Optimal MFE secondary structure: If the stemloop structure is not the MFE structure, we also provide a link to download the MFE structure.
Alternative candidates (dot-bracket format): This is the set of stemloop sequences that overlap the current prediction. The choice between several alternative overlapping candidate pre-miRNAs is made according to the best MFEI.

The stemloop structure of the miRNA precursor is also displayed with Varna.

Quality:

This score includes the reads ditribution score (as defined here) and extends it with some additional criteria. It ranges from 0 to 6.

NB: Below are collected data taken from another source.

PR #439, opened 2020-07-14
Dynamic welcome message

paxthemax:
## Set dynamic welcome message

The purpose of this PR is twofold:

- One: to enable runtime changes of the welcome message for the handshake
- Two: to establish a pattern for runtime change of select configuration parameters through the debug API

### DIFF
--- a/pkg/debugapi/router.go
+++ b/pkg/debugapi/router.go
@@ -86,6 +86,10 @@ func (s *server) setupRouting() {
 	router.Handle("/topology", jsonhttp.MethodHandler{
 		"GET": http.HandlerFunc(s.topologyHandler),
 	})
+	router.Handle("/welcome-message", jsonhttp.MethodHandler{
+		"GET":  http.HandlerFunc(s.welcomeMessageSyncedHandler),
+		"POST": http.HandlerFunc(s.setWelcomeMessageHandler),
+	})
 
 	baseRouter.Handle("/", web.ChainHandlers(
 		logging.NewHTTPAccessLogHandler(s.Logger, logrus.InfoLevel, "debug api access"),
--- a/pkg/debugapi/router.go
+++ b/pkg/debugapi/router.go
@@ -87,7 +87,7 @@ func (s *server) setupRouting() {
 		"GET": http.HandlerFunc(s.topologyHandler),
 	})
 	router.Handle("/welcome-message", jsonhttp.MethodHandler{
-		"GET":  http.HandlerFunc(s.welcomeMessageSyncedHandler),
+		"GET":  http.HandlerFunc(s.getWelcomeMessageHandler),
 		"POST": http.HandlerFunc(s.setWelcomeMessageHandler),
 	})
 
--- a/pkg/debugapi/router.go
+++ b/pkg/debugapi/router.go
@@ -87,8 +87,11 @@ func (s *server) setupRouting() {
 		"GET": http.HandlerFunc(s.topologyHandler),
 	})
 	router.Handle("/welcome-message", jsonhttp.MethodHandler{
-		"GET":  http.HandlerFunc(s.getWelcomeMessageHandler),
-		"POST": http.HandlerFunc(s.setWelcomeMessageHandler),
+		"GET": http.HandlerFunc(s.getWelcomeMessageHandler),
+		"POST": web.ChainHandlers(
+			jsonhttp.NewMaxBodyBytesHandler(welcomeMessageMaxRequestSize),
+			web.FinalHandlerFunc(s.setWelcomeMessageHandler),
+		),
 	})
 
 	baseRouter.Handle("/", web.ChainHandlers(
--- a/pkg/debugapi/welcome_message.go
+++ b/pkg/debugapi/welcome_message.go
@@ -27,8 +27,6 @@ func (s *server) getWelcomeMessageHandler(w http.ResponseWriter, r *http.Request
 }
 
 func (s *server) setWelcomeMessageHandler(w http.ResponseWriter, r *http.Request) {
-	const maxBodySize = 256 // TODO: limit this on all requests?
-
 	var data welcomeMessageRequest
 	err := json.NewDecoder(r.Body).Decode(&data)
 	if err != nil {
--- a/pkg/debugapi/welcome_message.go
+++ b/pkg/debugapi/welcome_message.go
@@ -1,0 +1,38 @@
+// Copyright 2020 The Swarm Authors. All rights reserved.
+// Use of this source code is governed by a BSD-style
+// license that can be found in the LICENSE file.
+
+package debugapi
+
+import (
+	"io/ioutil"
+	"net/http"
+
+	"github.com/ethersphere/bee/pkg/jsonhttp"
+)
+
+type welcomeMessageResponse struct {
+	WelcomeMesssage string `json:"welcome_message"`
+}
+
+func (s *server) welcomeMessageSyncedHandler(w http.ResponseWriter, r *http.Request) {
+	val := s.P2P.WelcomeMessageSynced()
+	jsonhttp.OK(w, welcomeMessageResponse{
+		WelcomeMesssage: val,
+	})
+}
+
+func (s *server) setWelcomeMessageHandler(w http.ResponseWriter, r *http.Request) {
+	data, err := ioutil.ReadAll(r.Body)
+	if err != nil {
+		s.Logger.Debugf("welcome message: request error: %v", err)
+		jsonhttp.InternalServerError(w, err)
+		return
+	}
+	if err := s.P2P.SetWelcomeMessage(string(data)); err != nil {
+		s.Logger.Debugf("welcome message: set error: %v", err)
+		jsonhttp.InternalServerError(w, err)
+		return
+	}
+	jsonhttp.OK(w, nil)
+}
--- a/pkg/debugapi/welcome_message.go
+++ b/pkg/debugapi/welcome_message.go
@@ -11,6 +11,8 @@ import (
 	"github.com/ethersphere/bee/pkg/jsonhttp"
 )
 
+const welcomeMessageMaxRequestSize = 512
+
 type welcomeMessageRequest struct {
 	WelcomeMesssage string `json:"welcome_message"`
 }
--- a/pkg/debugapi/welcome_message.go
+++ b/pkg/debugapi/welcome_message.go
@@ -5,12 +5,15 @@
 package debugapi
 
 import (
-	"io"
-	"io/ioutil"
+	"encoding/json"
 	"net/http"
 
 	"github.com/ethersphere/bee/pkg/jsonhttp"
 )
+
+type welcomeMessageRequest struct {
+	WelcomeMesssage string `json:"welcome_message"`
+}
 
 type welcomeMessageResponse struct {
 	WelcomeMesssage string `json:"welcome_message"`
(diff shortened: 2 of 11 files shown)


Eknir:
@paxthemax , I see you dragged this one to ready for review. Is the PR finished (to your standards)? If so, could you also assign the label "ready for review"?

pkg/debugapi/router.go
```diff
@@ -86,6 +86,10 @@ func (s *server) setupRouting() {
 	router.Handle("/topology", jsonhttp.MethodHandler{
 		"GET": http.HandlerFunc(s.topologyHandler),
 	})
+	router.Handle("/welcome-message", jsonhttp.MethodHandler{
+		"GET":  http.HandlerFunc(s.welcomeMessageSyncedHandler),
```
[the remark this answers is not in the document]
paxthemax: See comment below on RWMutex.

pkg/debugapi/welcome_message_test.go
```diff
@@ -0,0 +1,66 @@
+package debugapi_test
```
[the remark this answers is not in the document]
paxthemax: @mortelli - to reply to your question regarding the RWMutex (and the potentially unfortunate Synced naming):

My understanding is that the welcome message is read concurrently as there are concurrent connections to peers. A RWMutex would make sure that the value of the welcome message should stay synced - as in it should prevent a dirty read. The routine writing the welcome message would block until all routines doing handshakes complete the read.

I did this as an extra safety precaution, although I must admit I cannot estimate the performance implication on the handshake.

Lastly the name is kinda unfortunate - I wanted to attract attention to the fact that it could block.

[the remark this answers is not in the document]
mortelli: > @mortelli - to reply to your question regarding the RWMutex (and the potentially unfortunate Synced naming):
> 
> My understanding is that the welcome message is read concurrently as there are concurrent connections to peers. A RWMutex would make sure that the value of the welcome message should stay synced - as in it should prevent a dirty read. The routine writing the welcome message would block until all routines doing handshakes complete the read.
> 
> I did this as an extra safety precaution, although I must admit I cannot estimate the performance implication on the handshake.

i see. so we have a potential problem if through the API we are trying to set a new welcome message, while it's being read in other threads that are doing handshakes.

so this would be a fairly rare case, but it can definitely happen and it can certainly cause a `panic`. 
 
> Lastly the name is kinda unfortunate - I wanted to attract attention to the fact that it could block.

fair enough. i would switch it to `WelcomeMessage` or `GetWelcomeMessage` (although i think getter and setter wording is not so idiomatic in go) but i do not have a strong preference for either.

pkg/debugapi/welcome_message.go
```diff
@@ -0,0 +1,38 @@
...
+	val := s.P2P.WelcomeMessageSynced()
+	jsonhttp.OK(w, welcomeMessageResponse{
+		WelcomeMesssage: val,
+	})
+}
+
+func (s *server) setWelcomeMessageHandler(w http.ResponseWriter, r *http.Request) {
+	data, err := ioutil.ReadAll(r.Body)
+	if err != nil {
+		s.Logger.Debugf("welcome message: request error: %v", err)
```
pradovic, line 28: Maybe we should also log Errof here?

pkg/debugapi/welcome_message.go
```diff
@@ -0,0 +1,38 @@
...
+		jsonhttp.InternalServerError(w, err)
+		return
+	}
+	if err := s.P2P.SetWelcomeMessage(string(data)); err != nil {
+		s.Logger.Debugf("welcome message: set error: %v", err)
```
pradovic, line 33: Same as above

pkg/p2p/libp2p/internal/handshake/handshake.go
```diff
@@ -57,14 +57,20 @@ type AdvertisableAddressResolver interface {
 	Resolve(observedAdddress ma.Multiaddr) (ma.Multiaddr, error)
 }
 
+// GuardedMessage is a string message guarded by a RW mutex.
+type GuardedMessage struct {
```
pradovic, line 61: I think there is no need for Guarded in the name here.  Also, instead of a struct, you could have also just added `messageMu` field to service and use it to guard a message, so there would be no need for additional struct, especially since methods that actually use the mutex are on service level and not on `GuarderMessage` receiver.

pradovic: If you choose to leave the struct, I would ommit the `Guarded` in the name, and I would make get and set methood on a `GuardedMessage` receiver.

pradovic:
Nice job. However, could you please update the description with some explanation? I don't understand is it actually needed to expand the `p2p` interface for set and get of the welcome message? Do we plan to do these changes in runtime?

pkg/p2p/p2p.go
```diff
@@ -26,6 +26,8 @@ type Service interface {
 	Peers() []Peer
 	SetNotifier(topology.Notifier)
 	Addresses() ([]ma.Multiaddr, error)
+	SetWelcomeMessage(val string) error
+	WelcomeMessageSynced() string
```
pradovic, line 30: I would ommit `Synced` in the name of the method name here. Also, is it really needed to expand the p2p layer with these methods?

pkg/debugapi/welcome_message.go
```diff
@@ -0,0 +1,38 @@
...
+
+func (s *server) welcomeMessageSyncedHandler(w http.ResponseWriter, r *http.Request) {
+	val := s.P2P.WelcomeMessageSynced()
+	jsonhttp.OK(w, welcomeMessageResponse{
+		WelcomeMesssage: val,
+	})
+}
+
+func (s *server) setWelcomeMessageHandler(w http.ResponseWriter, r *http.Request) {
+	data, err := ioutil.ReadAll(r.Body)
```
acud, line 26: if i generate a very large random string (gigabytes order) and upload it to this endpoint it will make the node crumble and die. this should be limited to a predefined size and used with `Read`

pkg/p2p/libp2p/internal/handshake/handshake.go
acud: you can use `atomic.Value` for [this](https://golang.org/pkg/sync/atomic/#Value).

pkg/p2p/libp2p/internal/handshake/handshake.go
```diff
@@ -259,6 +272,25 @@ func (s *Service) Disconnected(_ network.Network, c network.Conn) {
...
+		return ErrWelcomeMessageLength
+	}
+	s.welcomeMessage.mu.Lock()
+	defer s.welcomeMessage.mu.Unlock()
+	s.welcomeMessage.val = msg
+	return nil
+}
+
+// WelcomeMessageSynced returns the synced value of the current welcome message.
+func (s *Service) WelcomeMessageSynced() string {
```
acud, line 287: this is a classic getter. no need to use `Synced` in the future. `GetWelcomeMessage` would suffice in the future as a naming convention. please note my comment about `atomic.Value` for this purpose as it would suffice and make the type redundant

pkg/debugapi/welcome_message_test.go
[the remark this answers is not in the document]
paxthemax: I was never really sure about the idiomatic wording, but I agree.

pkg/debugapi/welcome_message.go
paxthemax: @acud - excellent point. I'll look to sanitizing all inputs in the PR.

paxthemax:
> Thanks @paxthemax. Please see my comments in the PR. I agree that some code could be removed from the scope of the PR. Also, extending the p2p interface methods with the welcome message stuff seems somehow misplaced and it would be nice if we could find some way around that. I think this can be somehow injected into the p2p layer without the need to extend the interface at all. we can pair on this if you want +1

@acud I'm not too happy with the current solution as well. It corrupts the purity of the P2P interface.

Spitballing solutions (in no order of preference):

- Don't expose it in P2P. Have the `debugapi` have a reference either to lib2p2 or directly to the handshake service. Broader question: does this belong in the P2P interface?
- Expose the handshake service through P2P (`p2p.HandshakeService()`). This removes the need for exposing it on libp2p.
- Define a generic method for setting runtime parameters on P2P (`Get/SetRuntimeOpts` ?). This reduces the triviality of the get/set method but can add unnecessary complexity 

I would be very interested in a more creative approach to this problem.

pradovic:
> > Thanks @paxthemax. Please see my comments in the PR. I agree that some code could be removed from the scope of the PR. Also, extending the p2p interface methods with the welcome message stuff seems somehow misplaced and it would be nice if we could find some way around that. I think this can be somehow injected into the p2p layer without the need to extend the interface at all. we can pair on this if you want +1
> 
> @acud I'm not too happy with the current solution as well. It corrupts the purity of the P2P interface.
> 
> Spitballing solutions (in no order of preference):
> 
>     * Don't expose it in P2P. Have the `debugapi` have a reference either to lib2p2 or directly to the handshake service. Broader question: does this belong in the P2P interface?
> 
>     * Expose the handshake service through P2P (`p2p.HandshakeService()`). This removes the need for exposing it on libp2p.
> 
>     * Define a generic method for setting runtime parameters on P2P (`Get/SetRuntimeOpts` ?). This reduces the triviality of the get/set method but can add unnecessary complexity
> 
> 
> I would be very interested in a more creative approach to this problem.

You could also define a new interface for the purpose of debugapi, which has a p2p interface inside plus these methods. This way you can still have an interface abstraction but would also be able to pass libp2p instance there.

pkg/debugapi/welcome_message.go
paxthemax: @pradovic Is there a general rule/pattern for logging errors in API handlers that I can follow?

acud:
Personally I would go for:
- expose a getter on the debug-api, such as `debugapi.GetWelcomeMessage`
- inject the getter into the p2p abstraction. right now you are doing this with a string, but if you pass a function instead of a string the p2p abstraction can just call the function every time it needs the message

this would require a bit of jugglery in `node.go` since debug api depends on p2p, so you cannot initialize the debug api before you initialize the p2p abstraction. so you need to initialize the p2p layer first with some function that would probably just return the default value as provided in the cli flag, then when the debug api is initialized you would set some other field that will be called within the getter after the debug api is initialized. so, something like:
```go
var customMsgGetter func() string
welcomeGetter := func() string {
 if customMsgGetter != nil { return customMsgGetter() }
 return o.WelcomeMessage
}
p2ps, err := libp2p.New( .... libp2p.Options{
 WelcomeMessageFunc: welcomeGetter,
 ...})

...
debugapi, err := debugapi.New()...
customMsgGetter = debugapi.GetWelcomeMessage()
```
it's a bit ugly and could probably be cleaned up even more if this is properly abstracted, but adding stuff like UI functionalities into a CLI application will always have this sort of overhead having to maintain UI business logic in the codebase (which is pretty much all of the time ugly)

pkg/debugapi/welcome_message.go
```diff
@@ -0,0 +1,38 @@
...
+}
+
+func (s *server) getWelcomeMessageHandler(w http.ResponseWriter, r *http.Request) {
+	val := s.P2P.GetWelcomeMessage()
+	jsonhttp.OK(w, welcomeMessageResponse{
+		WelcomeMesssage: val,
+	})
+}
+
+func (s *server) setWelcomeMessageHandler(w http.ResponseWriter, r *http.Request) {
```
janos, line 25: Given that this is a json-encoded api, using the the body as arbitrary string for the message is not consistent. I would suggest to have welcomeMessageRequest struct to parse and get the message from.

pkg/p2p/p2p.go
```diff
@@ -28,6 +28,13 @@ type Service interface {
 	Addresses() ([]ma.Multiaddr, error)
 }
 
+// DebugService extends the Service with method used for debugging.
+type DebugService interface {
```
paxthemax, line 32: @acud, @pradovic Is this new superset interface an acceptable solution for the scope of this PR?

pkg/debugapi/welcome_message.go
paxthemax: Agreed.

Also, I specifically do not check for the max body size, as @janos will create a new PR to add a new middleware specific for this task.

MFEI < -0.8: This MFEI threshold covers 83% of miRBase pre-miRNAs, whereas it is observed in less than 13% of pseudo hairpins.
Criteria number of reads: The locus has either at least 10 reads mapping to each arm, or at least 100 reads mapping in total.
Existence of a miRNA: It is the sequence of the most common read, if the frequency is at least 33%.
The miRNA is validated by miRdup: This measures the stability of the miRNA/miRNA* duplex (more information),
Criteria presence of the miRNA:miRNA* duplex: There is at least one read in the window [-5,+5] on the strand of the miRNA*.
Criteria precision of the precursor processing: At least 75% of reads start in a window [-3,+3] centered around the start position of the miRNA, or [-5,+5] on the opposite arm of the stemloop.

Reads

Number of reads: The total number of reads included in the locus.
Reads length distribution: This plot gives the sequence length distribution for all reads in the precursor locus.
Reads cloud: This is a visual representation of all reads included in the locus.
Each ********** string is a unique read. Its length and its depth (the number of occurrences of this read in the total set of reads) are reported at the end of the dotted line. Each <------miRBase------> string indicates the existence of an alignmnent with a sequence from miRBase. More information on this alignment is provided in the sequel of the report, in Section Conservation of the mature miRNA.

Locus  : 1:234009-234092
Strand : -

GAAAUGAUGCGCAAAUGCGGAUAUCAAUGUAAAUCAGGGAGAAGGCAUGAUAUACCUUUAUAUCCGCAUUUGCGCAUCAUCUCU
((.(((((((((((((((((((((.((.(((.((((.(.......).)))).))).)).))))))))))))))))))))).)).
         <------miRBase------>                          <------miRBase------>
*********************............................................................... length=21 depth=5
.......*********************........................................................ length=21 depth=2
........................................................*********************....... length=21 depth=1
............................................................*********************... length=21 depth=16

Thermodynamics stability

MFE: Value of the Minimum Free Energy (computed by RNAeval)
AMFE: Value of the adjusted MFE : MFE/(sequence length) x 100
MFEI: Value of the minimum folding energy index (as defined here)
Shuffles (option): Proportion of shuffled sequences whose MFE is lower than the MFE of the candidate miRNA precursor (see paragraph Compute thermodynamic stability). This value ranges between 0 and 1. The smaller it is, the more significant is the MFE. We report pre-miRNA stemloops for which the value is smaller than 0.01, which covers more than 89% of miRBase sequences. Otherwise, if the P-value is greater than 0.01, we say that it is non significant, and do not report any value.

Conserved mature miRNA

All alignments with miRBase are reported and gathered according to their positions.

query is the user sequence, and miRBase designates the mature miRNA found in miRBase. It is possible to access the corresponding miRBase entry by clicking on the link under the alignment. Finally, we provide an ASCII representation of the putative miRNA within the stemloop precursor.